▸ **EXERCISE AIM**
Set down all the records below, word for word.

▸ **PROVIDED INFORMATION**
PR #393, opened 2017-04-20
Fix Minitest nil-comparison warnings

kaikuchn:
When running the test suite the output was littered with warnings from minitest. I tracked those down and fixed the issues.

Use of `must_equal` with `nil` resulted in the following warning:
```
Use assert_nil if expecting nil from `must_equal'. This will fail in MT6.
```

### DIFF
--- a/test/entity/automatic_schema_test.rb
+++ b/test/entity/automatic_schema_test.rb
@@ -79,7 +79,7 @@ describe Hanami::Entity do
       it 'returns nil if not present in attributes' do
         entity = described_class.new
 
-        entity.id.must_equal nil
+        entity.id.must_be_nil
       end
     end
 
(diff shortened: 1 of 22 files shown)


TiteiKo:
Hello @kaikuchn 
Although we are thankful for your contribution, we currently are [migrating tests to rspec](https://github.com/hanami/model/issues/392), and so we won't merge this PR.

Don't let this bad luck discourage you, we are always welcoming contributions, and I hope I'll have the pleasure to merge your next PR ;)

kaikuchn:
Ah, sorry for not looking at the issues list! And don't worry I'm not in the least discouraged since I completely agree with the procedure in light of the transition to rspec.

Btw. should new tests for contributions then be written in rspec even though the transition has not yet begun?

▸ **ANSWER SECTION**
PR #393, opened 2017-04-20
Fix Minitest nil-comparison warnings

kaikuchn:
When running the test suite the output was littered with warnings from minitest. I tracked those down and fixed the issues.

Use of `must_equal` with `nil` resulted in the following warning:
```
Use assert_nil if expecting nil from `must_equal'. This will fail in MT6.
```

### DIFF
--- a/test/entity/automatic_schema_test.rb
+++ b/test/entity/automatic_schema_test.rb
@@ -79,7 +79,7 @@ describe Hanami::Entity do
       it 'returns nil if not present in attributes' do
         entity = described_class.new
 
-        entity.id.must_equal nil
+        entity.id.must_be_nil
       end
     end
 
(diff shortened: 1 of 22 files shown)


TiteiKo:
Hello @kaikuchn 
Although we are thankful for your contribution, we currently are [migrating tests to rspec](https://github.com/hanami/model/issues/392), and so we won't merge this PR.

Don't let this bad luck discourage you, we are always welcoming contributions, and I hope I'll have the pleasure to merge your next PR ;)

kaikuchn:
Ah, sorry for not looking at the issues list! And don't worry I'm not in the least discouraged since I completely agree with the procedure in light of the transition to rspec.

Btw. should new tests for contributions then be written in rspec even though the transition has not yet begun?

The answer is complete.